|Home | About | Journals | Submit | Contact Us | Français|
The introduction of serological point-of-care (POC) assays 10 years ago dramatically changed the way HIV infections were identified and diagnosed. Testing at the POC has lead to a dramatic increase in the number of individuals who are screened and, most importantly, receive their HIV test result. As the AIDS epidemic continues to mature and scientific advances in prevention and treatment are evaluated and implemented, there is a need to identify acute (viremic pre-seroconversion) infections and to discriminate “window phase” infections from those that are serologically positive, especially in resource limited settings (RLS), where the majority of the world’s vulnerable populations reside and where the HIV incidence is highest. Rapid testing methods are now at a crossroad. There is opportunity to implement and evaluate the incremental diagnostic utility of new test modalities that are based on sophisticated molecular diagnostic technologies and which can be performed in settings where laboratory infrastructure is minimal. The way forward requires sound scientific judgment, as well as an ability to further develop and implement these tests despite a variety of technical, social and operational hurdles to declare success.

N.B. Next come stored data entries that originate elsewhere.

PR #224, opened 2022-06-15
dev: Build playground files much faster and add watch

colelawrence:
I think this PR has legs, and I feel pretty good about how the changes are laid out. I'd like to spend a few weeks with these changes in the codebase, before committing to re-working other parts of our build process to also use this approach.

### DIFF
--- a/packages/playground/devEnv/.gitignore
+++ b/packages/playground/devEnv/.gitignore
@@ -1,0 +1,1 @@
+build.compiled.js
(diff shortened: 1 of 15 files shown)


colelawrence:
I think this PR has legs, and I feel pretty good about how the changes are laid out. I'd like to spend a few weeks with these changes in the codebase, before committing to re-working other parts of our build process to also use this approach.

Marking as ready for review.

AriaMinaei (approved):

Issue #548, opened 2024-11-04
Add click to copy for file names


BYK:
As a user, I should be able to click a button next to the filenames to copy them to my clipboard

BYK:
@Shubhdeep12 yup, somewhere there or close to that "open in editor" button

PR #550, opened 2024-11-05
feat(overlay): added copy filename and changed styling of error frame

Shubhdeep12:
Before opening this PR:

#548 
- Added copy filename button on error frame.
- changed styling of error frames.
image

image

image
image


.changeset/shaggy-dodos-sparkle.md
```diff
@@ -0,0 +1,6 @@
+---
+'@spotlightjs/overlay': patch
```
BYK, line 2: This is a new feature so update is a `minor` not `patch` :)

```suggestion
'@spotlightjs/overlay': minor
```

packages/overlay/src/integrations/sentry/components/events/error/Frame.tsx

Despite the global effort to control the AIDS pandemic, HIV infections continue to spread relatively unabated in many parts of the world. Recent figures from the World Health Organization (WHO) suggest that close to 33 million people are living with HIV infection worldwide, with more than two thirds of these individuals living in developing countries with limited resources. While some countries have demonstrated remarkable success in reducing the burden of HIV/AIDS, others still struggle to identify infected individuals, reduce transmission rates through behavioral interventions, and implement effective treatment programs for infected individuals. Many high-incidence countries have limited resources for health care and rudimentary health care systems and hence are unable to implement health care plans to address complex issues such as HIV/AIDS prevention and care. Although several government initiatives and international organizations are making a difference through partnerships and capacity building, it is clear that the existing capacity of treatment programs will not be sufficient to handle the number of infected people who require treatment in the future.
Identifying those who are acutely infected is a priority both in terms of behavioral and biological factors that make them the catalyst of the epidemic. Based on mounting evidence from pathogenesis and clinical trial studies in RLS, risk behavior reduction counseling can control subsequent transmission events, and together with early HAART intervention, should theoretically reduce incidence rates. Yet, this task is particularly challenging as the trend in HIV-1 transmission is moving away from urban settings into rural settings with women being disproportionately affected by the epidemic. In fact, this shift is being observed worldwide regardless of the resources, as more vulnerable populations are being exposed to HIV-1 due to poverty, lack of education and gender inequality, resulting in the highest incidence in the most difficult to reach subpopulations.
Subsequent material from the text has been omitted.